Problem requirements: Show, in full, each line of the data that contains "graemerocher".
####
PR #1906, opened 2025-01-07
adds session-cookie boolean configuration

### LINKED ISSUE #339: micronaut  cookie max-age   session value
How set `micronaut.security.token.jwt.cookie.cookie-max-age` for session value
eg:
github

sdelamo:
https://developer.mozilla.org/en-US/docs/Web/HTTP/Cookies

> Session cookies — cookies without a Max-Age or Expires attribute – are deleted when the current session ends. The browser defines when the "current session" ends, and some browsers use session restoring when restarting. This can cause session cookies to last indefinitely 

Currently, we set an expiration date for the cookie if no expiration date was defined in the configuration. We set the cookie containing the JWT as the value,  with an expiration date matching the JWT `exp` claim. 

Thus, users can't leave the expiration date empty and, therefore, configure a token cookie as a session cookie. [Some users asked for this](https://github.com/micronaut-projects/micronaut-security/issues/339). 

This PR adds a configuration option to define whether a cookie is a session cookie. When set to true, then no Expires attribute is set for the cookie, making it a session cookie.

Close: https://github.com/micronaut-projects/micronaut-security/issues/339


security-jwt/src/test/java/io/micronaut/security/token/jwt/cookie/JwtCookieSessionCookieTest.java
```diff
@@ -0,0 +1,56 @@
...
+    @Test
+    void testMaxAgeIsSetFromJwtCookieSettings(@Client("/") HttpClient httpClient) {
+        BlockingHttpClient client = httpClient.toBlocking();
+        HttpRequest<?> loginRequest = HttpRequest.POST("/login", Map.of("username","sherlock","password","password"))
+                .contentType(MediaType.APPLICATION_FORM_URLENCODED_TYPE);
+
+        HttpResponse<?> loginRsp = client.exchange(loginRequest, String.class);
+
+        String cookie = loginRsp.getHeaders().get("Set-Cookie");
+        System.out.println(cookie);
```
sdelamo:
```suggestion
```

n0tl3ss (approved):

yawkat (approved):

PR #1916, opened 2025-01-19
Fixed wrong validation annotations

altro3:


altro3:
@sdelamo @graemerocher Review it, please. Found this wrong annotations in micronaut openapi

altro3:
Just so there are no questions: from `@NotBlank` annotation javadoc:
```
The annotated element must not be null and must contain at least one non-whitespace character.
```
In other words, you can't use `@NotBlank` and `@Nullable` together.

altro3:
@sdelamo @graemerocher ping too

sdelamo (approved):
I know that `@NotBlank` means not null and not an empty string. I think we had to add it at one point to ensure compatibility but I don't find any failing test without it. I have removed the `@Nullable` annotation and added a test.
####
Solved problem:
@sdelamo @graemerocher Review it, please. Found this wrong annotations in micronaut openapi
@sdelamo @graemerocher ping too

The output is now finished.